= Associazione per la donna =

Italian women's organization

The Associazione per la donna (Association for Women), also Associazione Nazionale per la donna, was an early Italian women's organization. Founded in Rome in 1896 by a group of women, including Elisa Agnini, Giacinta Martini Marescotti, Alina Albani, Virginia Nathan, Maria Montessori and Eva De Vincentiis, it was among the first to deal with women's civic and political rights.

The organization published several papers including an informative pamphlet titled L'oppressione legale della donna (Legal Oppression of Women) in which articles of law were examined and explained for the benefit of women. In particular, attention was given to laws regulating family relationships.
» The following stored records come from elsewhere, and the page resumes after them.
PR #798, opened 2017-04-18
Fix flow errors

jamesgorrie:
I was looking at linting and got into flow instead.
I want to figure out what we think is necessary to catch errors before they hit prod.

### DIFF
--- a/server/model/promo.js
+++ b/server/model/promo.js
@@ -1,11 +1,11 @@
 // @flow
-// type: ui-component
-import {type UiComponent} from './ui-component';
-import {type Weight} from './weight';
-import {type Picture} from './picture';
-import {type Chapter} from './chapter';
-import {type ContentType} from './content-type';
-import {type ArticleStub} from './article-stub';
+import type {UiComponent} from './ui-component';
+import type {Weight} from './weight';
+import type {Picture} from './picture';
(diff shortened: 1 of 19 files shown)


server/model/promo.js
```diff
@@ -1,11 +1,11 @@
...
-import {type Chapter} from './chapter';
-import {type ContentType} from './content-type';
-import {type ArticleStub} from './article-stub';
+import type {UiComponent} from './ui-component';
+import type {Weight} from './weight';
+import type {Picture} from './picture';
+import type {Chapter} from './chapter';
+import type {ContentType} from './content-type';
+import type {ArticleSeries} from "./series";
+import type {ArticleStub} from "./article-stub";
```
davidpmccormick: Why does this guy get double-quotes?

server/model/ui-component.js
```diff
@@ -1,6 +1,6 @@
 // @flow
 // type: ui-component
-import {type Weight} from "./weight";
+import type {Weight} from "./weight";
```
davidpmccormick: Single-quotes?

server/model/promo.js
jamesgorrie: To compensate for it's stubbiness.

The association was dissolved following the riots of 1898 but was re-established in 1900. It played a major role in developing emancipation in Italy and functioned until the advent of fascism. During the First World War, under the leadership of Alice Schiavoni Bosio, the association operated a legal service for refugees. In October 1917, it organized the Convegno nazionale femminile (Women's National Convention) in Rome which brought together all Italy's women's organizations with a programme of wide legislative reform. At the convention, Margherita Ancona presented a paper on the state of suffrage in Italy.

By 1920, there were branches throughout Italy, helping women to use all legal means to enjoy the same rights as men.

Other women who were active in the organization included Valeria Benetti Brunelli, Teresa Labriola, Anna Maria Mozzoni, Irma Melany Scodnik and Adele Albani Tondi.